Le deuil secret de Walter Benjamin

Jean-Claude Silbermann
[Ouroboros]

paru dans lundimatin#341, le 30 mai 2022

En toute beauté il est un deuil secret
Walter Benjamin (sonnet B52)

En dépit de la célèbre (et médusante) réplique de Mallarmé à Degas [1], il arrive parfois au poète de pouvoir confier une idée à la Bouche d’Ombre – et que celle-ci s’en saisisse comme d’une chance : il arrive parfois au poète de donner vie à un dessein qui sans lui n’eût été qu’un concept en l’air, pas même une velléité.

C’est bien elle, ce ne peut être qu’elle, la grande voix de la Bouche d’Ombre qui, depuis les arrière-fonds de la mort, aura, pour l’essentiel, dicté à Walter Benjamin les soixante-treize Sonnets écrits entre 1915 et 1925, à la suite du suicide de son ami Fritz Heinle et de sa compagne Rika Seligson en 1914.

De Fritz Heinle nous ne saurons rien, aucun de ces détails mémoriels que semblent vouloir promettre les pierres tombales : « Mon ami, ton existence m’a échappé » [sonnet 34].

Alors ? Alors il faut prendre au pied de la lettre les quelques mots de l’exergue qui, de la main de Walter Benjamin, ouvrent le livre. Ils donnent l’unique clef qui permette d’entrer : « Fritz Heinle était poète, et le seul avec qui je n’eus pas de rencontre “dans la vie” mais dans sa poésie. Il est mort à dix-neuf ans, on ne pouvait le rencontrer autrement. »

En préalable au recueil le point-source est donné par la citation intégrale de la dixième strophe de Patmos, où Hölderlin exprime son interrogation [son décontenancement ?] devant la non-immortalité de la beauté et le mépris ou l’indifférence de Dieu.

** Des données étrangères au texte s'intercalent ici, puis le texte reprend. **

PR #25, opened 2023-04-03
Add memory consumption and reformat stats

Drvi:
* removes some stale logging code from the multithreaded days
* adds memory logs to non-interactive sessions
* makes the stats a bit more succinct

### DIFF
--- a/src/log_capture.jl
+++ b/src/log_capture.jl
@@ -53,15 +53,15 @@ function time_print(io; elapsedtime, bytes=0, gctime=0, allocs=0, compile_time=0
     if  gctime > 0 || compile_time > 0
         print(io, " (")
         if compile_time > 0
-            _print_scaled_one_dec(io, 100compile_time, elapsedtime, "% compile")
+            _print_scaled_one_dec(io, 100 * compile_time, elapsedtime, "% compile")
         end
         if recompile_time > 0
             print(io, ", ")
-            _print_scaled_one_dec(io, 100recompile_time, elapsedtime, "% recompile")
+            _print_scaled_one_dec(io, 100 * recompile_time, elapsedtime, "% recompile")
         end
         if gctime > 0
             compile_time > 0 && print(io, ", ")
-            _print_scaled_one_dec(io, 100gctime, elapsedtime, "% GC")
+            _print_scaled_one_dec(io, 100 * gctime, elapsedtime, "% GC")
         end
         print(io, ")")
     end
@@ -114,9 +114,12 @@ _has_logs(ts::TestSetup) = filesize(logpath(ts)) > 0
 # The path might not exist if a testsetup always throws an error and we don't get to actually
 # evaluate the test item.
 _has_logs(ti::TestItem, i=nothing) = (path = logpath(ti, i); (isfile(path) && filesize(path) > 0))
+# Stats to help diagnose OOM issues.
 _mem_watermark() = string(
-    "maxrss ", lpad(Base.Ryu.writefixed(100Float64(Sys.maxrss()/Sys.total_memory()), 1), 4),
-    "% | mem ", lpad(Base.Ryu.writefixed(100Float64(1 - (Sys.free_memory()/Sys.total_memory())), 1), 4),
+    # Tracks the peak memory usage of a process / worker
+    "maxrss ", lpad(Base.Ryu.writefixed(100 * Float64(Sys.maxrss()/Sys.total_memory()), 1), 4),
+    # Total memory pressure on the machine
+    "% | mem ", lpad(Base.Ryu.writefixed(100 * Float64(1 - (Sys.free_memory()/Sys.total_memory())), 1), 4),
     "% | "
 )
 
--- a/src/log_capture.jl
+++ b/src/log_capture.jl
@@ -25,38 +25,56 @@ function default_log_display_mode(report::Bool, nworkers::Integer, interactive::
     end
 end
 
-# Adapted from Base.time_print
+# Adapted from timing.jl
+const _cnt_units = ["", " K", " M", " B", " T", " P"]
+const _mem_pow10_units = ["byte", "KB", "MB", "GB", "TB", "PB"]
+function _format_pow10_bytes(bytes)
+    bytes, mb = Base.prettyprint_getunits(bytes, length(_mem_pow10_units), Int64(1000))
+    if mb == 1
+        return string(Int(bytes), " ", _mem_pow10_units[mb], bytes==1 ? "" : "s")
+    else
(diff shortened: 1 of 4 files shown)


src/log_capture.jl
```diff
@@ -86,18 +104,6 @@ function _redirect_logs(f, target::IO)
     redirect_stdio(f, stdout=colored_io, stderr=colored_io)
 end
 
-# A lock that helps to stagger prints to DEFAULT_STDOUT, e.g. when there are log messages
-# comming from distributed workers, reports for stalled tests and outputs of
-# `print_errors_and_captured_logs`.
-const LogCaptureLock = ReentrantLock()
-macro loglock(expr)
-    return :(@lock LogCaptureLock $(esc(expr)))
```
nickrobinson251, line 94: Why don't we need this anymore? I thought we would, because on the coordinator we `@spawn start_and_manage_worker` for each worker, so even though we aren't running each testitem on their own process, the coordinator could still have multiple threads processing results / printing logs (but maybe i'm misunderstanding)

src/log_capture.jl
```diff
@@ -108,6 +114,11 @@ _has_logs(ts::TestSetup) = filesize(logpath(ts)) > 0
 # The path might not exist if a testsetup always throws an error and we don't get to actually
 # evaluate the test item.
 _has_logs(ti::TestItem, i=nothing) = (path = logpath(ti, i); (isfile(path) && filesize(path) > 0))
+_mem_watermark() = string(
+    "maxrss ", lpad(Base.Ryu.writefixed(100Float64(Sys.maxrss()/Sys.total_memory()), 1), 4),
+    "% | mem ", lpad(Base.Ryu.writefixed(100Float64(1 - (Sys.free_memory()/Sys.total_memory())), 1), 4),
+    "% | "
```
nickrobinson251, line 120: i wonder if we could print this even more succinctly

it's nice that it's on the left of the RUNNING/FINISHED statement because (i) it keeps things fixed width, so logs line up nicely and (ii) it is more a property of the machine at that time that the specific testitem

but, it does mean the `item "foo"` statement is way to the right of the screen
```
Worker 2983:  02:39:53 | maxrss  7.4% | mem 16.4% | RUNNING  (  1/154) item "foo"
Worker 2983:  02:40:48 | maxrss  7.4% | mem 21.4% | FINISHED (  1/154) item "foo"
```

I wonder if we at least put them in the same column?

```
Worker 2983:  02:39:53 | maxrss  7.4% mem 16.4% | RUNNING  (  1/154) item "foo"
Worker 2983:  02:40:48 | maxrss  7.4% mem 21.4% | FINISHED (  1/154) item "foo"
```

src/log_capture.jl
```diff
@@ -108,6 +114,11 @@ _has_logs(ts::TestSetup) = filesize(logpath(ts)) > 0
 # The path might not exist if a testsetup always throws an error and we don't get to actually
 # evaluate the test item.
 _has_logs(ti::TestItem, i=nothing) = (path = logpath(ti, i); (isfile(path) && filesize(path) > 0))
+_mem_watermark() = string(
+    "maxrss ", lpad(Base.Ryu.writefixed(100Float64(Sys.maxrss()/Sys.total_memory()), 1), 4),
```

Chacun des Sonnets est le lieu et le moment d’un rendez-vous entre l’ami et l’ami sous l’horloge de la mort : « Dans l’arrêt des étoiles la saison regarde/ Depuis la citerne miroitante de ta mort » [sonnet 2]. Nul pathos : « Je suis le timonier de la vie calme » [sonnet 15], mais de constantes plongées pour maintenir au jour, par la poésie et par elle seule, ces adresses intimes à l’ami : « Cœur suspendu sur des fonds insondables » [sonnet 48], et aussi : « Dans les discours murmure encore la rumeur du fleuve » [36]. Parfois Walter Benjamin semble s’adresser par un tutoiement direct à Fritz Heinle : « Si tu te refuses aux ivresses de l’errance » [57] (sans que l’on puisse savoir vraiment s’il ne s’adresse pas également à lui-même), alors que dans d’autres Sonnets il parle de son ami comme s’il était là. Ainsi, cette confidence inouïe, qui ferait oublier que Fritz Heinle est mort, et nous rappelle que par décision inaugurale, pour Walter Benjamin, il n’est pas disparu : « Dans ton corps mon amour est sculpté. »

De l’escamotage existentiel de Fritz Heinle, Walter Benjamin fait surgir une vie, des espaces, des jours et des heures où rencontrer son ami. Une étrange joie, une sorte de béatitude d’outre-mort émane parfois de ces retrouvailles sépulcrales : « Et quand il fut midi toute la lumière s’est / Avec les heures trouvée dans sa tombe » [47].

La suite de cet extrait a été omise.